Ainsi, ce western lorgne vraiment du côté de la comédie plutôt nunuche malgré une partition d’Ennio Morricone réussie mais fort limitée au demeurant. On suit donc les pérégrinations de ce duo impromptu qui n’a d’autres vélléités que de libérer le Mexique de l’emprise française, excusez du peu !
Et comme très souvent aux US, lorsqu’il s’agit de casser du sucre sur le dos des viiilaaaains « Frenchies », on ne se prive pas ! c’était d’ailleurs déjà le cas dans cet autre nanar lancinant du western pourrave, Vera Cruz.

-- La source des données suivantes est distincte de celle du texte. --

PR #288, opened 2026-06-08
feat: publish Tower as an installable Claude Code plugin

socksy:
The repo already had a Claude Code plugin (plugin.json + skills/tower/SKILL.md + .mcp.json) but no way for anyone to install it. A plugin only becomes installable once a marketplace catalog lists it, so this adds one.

## Changes

- Add `.claude-plugin/marketplace.json` at the repo root, cataloguing the `tower` plugin with `source: "./plugin"`
- Move the plugin (`plugin.json`, `skills/`, `.mcp.json`) into a `plugin/` subdirectory so installing it caches only the plugin, not the entire tower-cli repo
- Point the `regenerate-skill` workflow at the new `plugin/skills/tower/SKILL.md` path

`plugin.json` is unchanged: it relies on the default discovery of `skills/` and `.mcp.json` relative to the plugin root, which still resolve after the move.

## Install flow (once merged to the default branch)

```
/plugin marketplace add tower/tower-cli
/plugin install tower@tower-cli
```

## Note

The root `.mcp.json` moved into `plugin/`. It was not gitignored, so it also auto-loaded the `tower` MCP server for anyone doing dev work in tower-cli itself. If that project-scoped behaviour is wanted, we can restore a copy at the root in a follow-up.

Ici, mêmes causes, même effets, notamment un scénario poussif au possible et une mise en scène de petit vieux asthmatique sur le point de caner. Dans ces conditions, dire qu’on « s’y emmerde », tient de l’euphémisme le plus basique.
Beaucoup trop molle, cette ‘Sierra torride’ est comme une longue sieste sous le soleil dans laquelle l’incrédulité se mélange au grotesque quasi permanent ! un ratage total qui ne fonctionne jamais, y compris à l’insu de son plein gré.